If you do care about those small things that make code more readable, then you probably heard about tools like black or isort. You can use them to format code and sort imports. It’s possible to use in a given file as well as to recursively cleanup all files in a given directory.

So what you can do in case you would like to fix files you changed when developing a new feature? Well, there are few options:

  1. Execute e.g. black on every file you have touched. It’s a quite tedious task which becomes even worse when you want to use more tools this way, like flake8.
  2. Run the script in batch mode to process all source code files at once. If you work on large repository, your pull request may become very large and as a result – unclear. For example, you have run isort and fixed 200 files – how one during code review would find files you not only sorted for imports, but also modified with respect to your task?
  3. Open dedicated pull request e.g. “Black and iSort” to fix all the code. Thus, change in few hundred files for formatting etc. will not mess with your exact task. After the merge, you would work with a clean code. There are some downsides, though. For example, you may produce merge conflicts. The bigger repository, the higher chances that your cleanups will affect the code your colleagues work on. Additionally, flake8 would produce output related to every file. Maybe nobody will approve your pull request if it becomes too large. Maybe it would take too long to fix all files. With the full clean you can resolve all code style problems at once. But if you have your own doubts, proceed to next point.
  4. Ask git to find all files you modified. Then, iterate this list executing code style scripts to precisely clean them and only them. Get feedback from flake8 so that you make some nice improvements before you open a pull request. This iteration can be done quickly thanks to xargs.

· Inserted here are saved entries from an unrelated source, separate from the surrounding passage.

Issue #3999, opened 2017-03-26
Format the output of CI mode when is used both --format and --ci


Nosferatul:
https://github.com/coala/coala/pull/3750

jayvdb:
@Nosferatul , isnt this a dup of https://github.com/coala/coala/issues/3154

meetmangukiya:
This issue is about formatting the output of `--ci`

sils:
this is hard to understand. Wrote an explanation on gitter after managing to wrap my head around it, documenting here:

ssentially when you run coala --format it will give you a custom formatted output but it might ask you questions in the beginning; when you run coala --ci you don't get any questions asked. Now this issue requires that coala --ci --format doesn't ask questions and uses the format string output.

Nosferatul:
my bad @sils 😟

MariosPanag:
--format is for continuous integration and it doesnt asky you questions so i guess what you want to implement is that when user gives both arguments then the mode.format() should be executed. Am i right ?

PR #4036, opened 2017-03-31
coala.py: Format the output of CI mode when both --format and --ci are given

MariosPanag:
Give --format flag precedence over --ci when
both --format --ci args are given.

Closes https://github.com/coala/coala/issues/3999

up your stuff for merge!

### Checklist

      them.
      pass on every single commit!

instead.

  of the review queue.

review your PRs faster!

### DIFF
--- a/coalib/coala.py
+++ b/coalib/coala.py
@@ -71,11 +71,11 @@ def main():
     except BaseException as exception:  # pylint: disable=broad-except
         return get_exitcode(exception, log_printer)
 
-    if args.non_interactive:
-        return mode_non_interactive(console_printer, args)
-
     if args.format:
         return mode_format()
+
+    if args.non_interactive:
+        return mode_non_interactive(console_printer, args)
 
     return mode_normal(console_printer, log_printer)
 
--- a/tests/coalaFormatTest.py
+++ b/tests/coalaFormatTest.py
@@ -37,3 +37,19 @@ class coalaFormatTest(unittest.TestCase):
                              'coala-format must return exitcode 1 when it '
                              'yields results')
             self.assertFalse(stderr)
+
+    def test_format_ci_combination(self):
+        with bear_test_module(), \
+                prepare_file(['#fixme'], None) as (lines, filename):
+            retval, stdout, stderr = execute_coala(coala.main, 'coala',
+                                                   '--format', '--ci', '-c',
+                                                   os.devnull, '-f',
+                                                   re.escape(filename),
+                                                   '-b', 'LineCountTestBear')
+            self.assertRegex(stdout, r'message:This file has [0-9]+ lines.',
+                             'coala --format --ci output for line count should '
+                             'not be empty')
+            self.assertEqual(retval, 1,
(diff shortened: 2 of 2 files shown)


supergr35:
In the commit shortlog and message: `Combines` and `Checks` should be `Combine` and `Check`

coalib/coala.py
```diff
@@ -71,6 +71,9 @@ def main():
     except BaseException as exception:  # pylint: disable=broad-except
         return get_exitcode(exception, log_printer)
 
+    if args.non_interactive and args.format:
+        return mode_format()
+
     if args.non_interactive:
```
RohanVB: Shouldn't this be `elif args.non_interactive:` and the statement on L80 be `elif args.format:` ?
We're returning after checking for format/ci so if `args.non_interactive==true` we don't need to check if `args.format==true` since the case for both being true is handled by L74.

coalib/coala.py
```diff
@@ -71,10 +71,11 @@ def main():
...
 
-    if args.non_interactive:
+    if args.non_interactive and args.format:
+        return mode_format()
+    elif args.non_interactive:
         return mode_non_interactive(console_printer, args)
-
-    if args.format:
+    elif args.format:
         return mode_format()
```
userzimmermann: You would get exactly the same result by just switching the original check order to:

```python
if args.format:
    return mode_format()

if args.non_interactive:
    return mode_non_interactive(console_printer, args)
```

userzimmermann:
BTW: There is also no check if `--format` and `--json` are used together, and `--json` just has higher precedence. That must definitely raise an error! I will create an issue...

coalib/coala.py
MariosPanag: I didnt think of it wow :) i i will re-amend my commit

userzimmermann:
ack https://github.com/coala/coala/pull/4036/commits/64ea784ddb6590255c2ba360160b9cfbc5ccd010

userzimmermann:
@rultor merge

MariosPanag:
Rebased !

userzimmermann:
ack https://github.com/coala/coala/pull/4036/commits/c929a8b45bdb0e326014cb702ffcd54e5f8d1df6

userzimmermann:
@rultor merge

meetmangukiya:
> But better change commit message to something like giving --format flag precedence over --ci

Haven't followed this PR, but AFAIK the issue is not about precedence... IIUC the format option formats the messages, while the ci options applies patches automatically..

Setting up a precedance is just like ignoring another mode over another mode, isn't it?

Setting --format expects input of users, making it completely opposite of ci I.e. non-interactive, doesn't it?

userzimmermann:
@meetmangukiya This PR was just a first step to clean up the whole mess around this topic. I created #4055 for dealing further with it, mostly directing exactly that ignorance of other flags.

But regarding your other concern: `--format` and `--json` are always non-interactive. So there is no conflict with `--ci` regarding this.

PR #4083, opened 2017-04-10
Makman2/nextgen3-4

Makman2:
Adds the `DependencyTracker` and two utility functions. More to come.

### DIFF
--- a/coalib/core/DependencyTracker.py
+++ b/coalib/core/DependencyTracker.py
@@ -1,0 +1,122 @@
+class DependencyTracker:
+    """
+    A ``DependencyTracker`` allows to register and manage dependencies between
+    objects.
+
+    This class uses a directed graph to track relations.
+
+    Add a dependency relation between two objects:
+
+    >>> object1 = object()
+    >>> object2 = object()
+    >>> tracker = DependencyTracker()
+    >>> tracker.add(object2, object1)
+
+    This would define that ``object1`` is dependent on ``object2``.
+
+    If you define that ``object2`` has its dependency duty fulfilled, you can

Before I explain the use of this command, let’s see how we can make git output modified files. That will produce your input for xargs.

Find your modified code with git ls-files

You may already know git status command. It’s one of the most basic instructions that describes what happened in your repository since your last commit. For example:

$ git status
On branch master
Changes not staged for commit:
  (use "git add <file>..." to update what will be committed)
  (use "git checkout -- <file>..." to discard changes in working directory)

    modified:   other/formatters.py
    modified:   other/helpers.py

no changes added to commit (use "git add" and/or "git commit -a")

It’s very descriptive and tells us much more than the files we changed. As a result, it won’t be easily readable for processing scripts. To get file paths, and only file paths, let’s use git ls-files:

$ git ls-files -m
other/formatters.py
other/helpers.py

Looks better, doesn’t it? The -m flag stays for modified files.

The downside is this command shows only files with changed content and not added to the git index yet. It means you won’t see there new files, staged ones or changed before your last commit. If you want to make cleanups related to the whole branch you fired for your task, we need a way to find all changes in the current branch.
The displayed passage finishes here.